# TO DO:
Your job is to copy every line in the material containing the word "commit".
(INPUT MATERIAL Opens)
PR #16941, opened 2021-11-15
Fix: Font Awesome 4 support are wrong default value [ED-5404]

iNewLegend:


includes/managers/icons.php
```diff
@@ -471,7 +471,7 @@ public function register_admin_settings( Settings $settings ) {
 				'label' => esc_html__( 'Load Font Awesome 4 Support', 'elementor' ),
 				'field_args' => [
 					'type' => 'select',
-					'std' => 'yes',
+					'std' => '',
```
matipojo, line 474: Restore the old value, it shouldn't be empty.

matipojo (changes requested):

matipojo (approved):

PR #16952, opened 2021-11-16
Fix: Text path widget is not optimized and makes redundant file system calls [ED-5420]

StyleShit:


matipojo (changes requested):
Please fix the ScreenShotter error

StyleShit:
@matipojo 
Can't reproduce on my machine.
It's probably a delay in the fetch

PR #16959, opened 2021-11-17
Fix: D&D issues with right and left positioned elements [ED-5494]

StyleShit:


iNewLegend (approved):

tests/playwright/pages/wp-admin-page.js
```diff
@@ -1,58 +1,88 @@
...
+
+		const prefix = 'e-experiment';
+
+		for ( const [ id, state ] of Object.entries( experiments ) ) {
+			const selector = `#${ prefix }-${ id }`;
+
+			await this.page.selectOption( selector, state ? 'active' : 'inactive' );
+		}
+
+		await this.page.click( '#submit' );
```
StyleShit, line 81: @matipojo 

Only this one is mine.

tests/playwright/sanity/container.test.js
```diff
@@ -0,0 +1,44 @@
...
+
+	const buttonEl = await editor.getElementHandle( button ),
+		headingEl = await editor.getElementHandle( heading );
+
+	const elBeforeButton = await buttonEl.evaluate( ( node ) => node.previousElementSibling ),
+		elAfterHeading = await headingEl.evaluate( ( node ) => node.nextElementSibling );
+
+	// Assert.
+	// Test that the image is between the heading & button.
+	expect( elBeforeButton ).toBe( elAfterHeading );
```
matipojo, line 43: Try something like:
```suggestion
	// Test that the image is between the heading & button.
	expect( container.children[1].getype() ).toBe( 'image' );
```

matipojo (changes requested):

tests/playwright/sanity/container.test.js
StyleShit: For some reason, I can't get a reference to the Container object, since the test is running in another context from the page itself, and I get `undefined`.
Not sure why...

https://playwright.dev/docs/api/class-page#page-evaluate

image

PR #17030, opened 2021-11-24
Fix: Gradient background doesn't look correctly on edit mode while using global colors [ED-3916]

nisan250:
Before:
https://www.loom.com/share/b188c505abd54e2b8d31dbf981dedaeb

After:
https://www.loom.com/share/d2cd647a8e704751b5556abda6101140

### DIFF
--- a/assets/dev/js/editor/elements/views/base.js
+++ b/assets/dev/js/editor/elements/views/base.js
@@ -247,6 +247,9 @@ BaseElementView = BaseContainer.extend( {
 		_.defer( () => {
 			// Init container. Defer - in order to init the container after the element is fully initialized, and properties like `_parent` are available.
 			this.getContainer();
+
+			// Since the global colors were not ready, the styles are rendered again for the gradiant background color control.
+			this.renderStyles();
 		} );
 	},
 
--- a/assets/dev/js/editor/elements/views/base.js
+++ b/assets/dev/js/editor/elements/views/base.js
@@ -247,9 +247,6 @@ BaseElementView = BaseContainer.extend( {
 		_.defer( () => {
 			// Init container. Defer - in order to init the container after the element is fully initialized, and properties like `_parent` are available.
 			this.getContainer();
-
-			// Since the global colors were not ready, the styles are rendered again for the gradiant background color control.
-			this.renderStyles();
 		} );
 	},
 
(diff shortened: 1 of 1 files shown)


assets/dev/js/editor/elements/views/base.js
```diff
@@ -247,6 +247,9 @@ BaseElementView = BaseContainer.extend( {
 		_.defer( () => {
 			// Init container. Defer - in order to init the container after the element is fully initialized, and properties like `_parent` are available.
 			this.getContainer();
+
+			// Since the global colors were not ready, the styles are rendered again for the gradiant background color control.
+			this.renderStyles();
```
StyleShit, line 252: Maybe we should check why this is happening instead of putting a bandage on it making UI glitches?

nisan250: This solution is good enough. The global colors are available after the code in this class runs.

nisan250: The element is not rendered twice only once.

assets/dev/js/editor/elements/views/base.js
```diff
@@ -582,10 +582,14 @@ BaseElementView = BaseContainer.extend( {
 	},
 
 	renderUI: function() {
-		this.renderStyles();
 		this.renderCustomClasses();
 		this.renderCustomElementID();
 		this.enqueueFonts();
+
+		_.defer( () => {
+			// Since the global colors were not ready, the styles are rendered again for the gradiant background color control.
```
StyleShit, line 590:
```suggestion
			// Defer the styles render to make sure that the global colors are ready.
```

StyleShit (changes requested):

assets/dev/js/editor/elements/views/base.js
```diff
@@ -582,10 +582,14 @@ BaseElementView = BaseContainer.extend( {
 	},
 
 	renderUI: function() {
-		this.renderStyles();
 		this.renderCustomClasses();
 		this.renderCustomElementID();
 		this.enqueueFonts();
+
+		_.defer( () => {
```
StyleShit, line 589: @matipojo 

Maybe it'll be better to find the root cause for the global colors' unavailability?
Or do you think it's fine for now?

assets/dev/js/editor/elements/views/base.js
nisan250: Done

StyleShit (approved):

assets/dev/js/editor/elements/views/base.js
matipojo: I think it's OK for now

matipojo (approved):

PR #17092, opened 2021-12-01
New: Added a reusable button trait [ED-4597] (#17041)

matipojo:
This reverts commit 4862f066f5bf192ec5ada8d142194a608f146d9e.
The Trait as been merged to 3.5.0, and then reverted. this commit re-adds it to 3.6.0.


includes/widgets/traits/button-trait.php
```diff
@@ -0,0 +1,564 @@
...
+	 *
+	 * Render button widget text.
+	 *
+	 * @param \Elementor\Widget_Base|null $instance
+	 *
+	 * @since  3.4.0
+	 * @access protected
+	 */
+	protected function render_text( Widget_Base $instance = null ) {
+		if ( ! $instance ) {
```
matipojo, line 512: @StyleShit can you explain why?

StyleShit: It's the same as here:
https://github.com/elementor/elementor/blob/2094102d98b0d2735a853bdf7777e418a76cac8b/includes/widgets/traits/button-trait.php#L429-L432

StyleShit:
```suggestion
		// The default instance should be `$this` (a Button widget), unless the Trait is being used from outside of a widget (e.g. `Skin_Base`) which should pass an `$instance`.
		if ( empty( $instance ) ) {
```

StyleShit (changes requested):

PR #17121, opened 2021-12-06
Internal: Workflows - Use Node 14

chenele:
Temporary, use Node.js 14 and npm 6.


.github/workflows/lighthouse.yml
```diff
@@ -119,4 +119,3 @@ jobs:
         run: |
           MESSAGE_TEXT="@channel Repo: *$GITHUB_REPOSITORY* Workflow: *$GITHUB_WORKFLOW* is FAILED - <$GITHUB_SERVER_URL/$GITHUB_REPOSITORY/actions/runs/$GITHUB_RUN_ID|link>"
           curl -X POST "https://slack.com/api/chat.postMessage" -d "username=${SLACK_BOT_NAME}&token=${SLACK_TOKEN}&channel=${SLACK_CHANNEL}&text=${MESSAGE_TEXT}&link_names=true"
```
matipojo, line 121:
```suggestion
          curl -X POST "https://slack.com/api/chat.postMessage" -d "username=${SLACK_BOT_NAME}&token=${SLACK_TOKEN}&channel=${SLACK_CHANNEL}&text=${MESSAGE_TEXT}&link_names=true"

```

.github/workflows/publish-patch.yml
```diff
@@ -173,4 +173,3 @@ jobs:
           SLACK_CHANNELS: ${{ secrets.SLACK_CHANNELS }}
         run: |
           bash "${GITHUB_WORKSPACE}/.github/scripts/slack-notify.sh"
```
matipojo, line 175:
```suggestion
          bash "${GITHUB_WORKSPACE}/.github/scripts/slack-notify.sh"

```

matipojo (changes requested):

PR #17134, opened 2021-12-08
Internal: Hash commands can accept arguments [ED-5518]

Nevoss:


tests/qunit/tests/core/common/assets/js/api/extras/hash-commands.spec.js
```diff
@@ -1,8 +1,18 @@
 import Component from './mock/component.spec';
 
 QUnit.module( 'File: core/common/assets/js/api/extras/hash-commands.js', ( hooks ) => {
+	let originalWarnFunction;
+
 	hooks.before( () => {
 		$e.components.register( new Component() );
+
+		// Make sure the original warn function will not be triggered to avoid printing on the console.
```
matipojo, line 9: Why not?

matipojo (changes requested):

PR #17181, opened 2021-12-14
Fix: Image Widget - avoid processing images with Jetpack's Photon

### LINKED ISSUE #22052: Enhancement: Site Accelerator ignores custom image size from Elementor
### Impacted plugin

Jetpack

### What

Make site accelerator respect the custom image size set in Elementor

### How

With Site Accelerator (Speed up image load times) disabled:

- Create a new page with Elementor and add an image with a custom size:

image

- View the page. The image is shown at the specified size:

image

- Now enable image "Speed up image load times" and view the page again. The image is not shown at the custom size:

image

Reported in https://wordpress.org/support/topic/image-rendering-3/

jeherve:
## PR Checklist

## PR Type

- [x] Bugfix
- [ ] Feature
- [ ] Build related changes
- [ ] CI related changes

## Summary

* Image Widget: avoid conflicts with the Jetpack plugin's Image CDN feature

## Description

This change addresses [a conflict with the Jetpack plugin and its image CDN feature](https://github.com/Automattic/jetpack/issues/22052).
(INPUT MATERIAL Closes)
# ANSWER BOX:
This reverts commit 4862f066f5bf192ec5ada8d142194a608f146d9e.
The Trait as been merged to 3.5.0, and then reverted. this commit re-adds it to 3.6.0.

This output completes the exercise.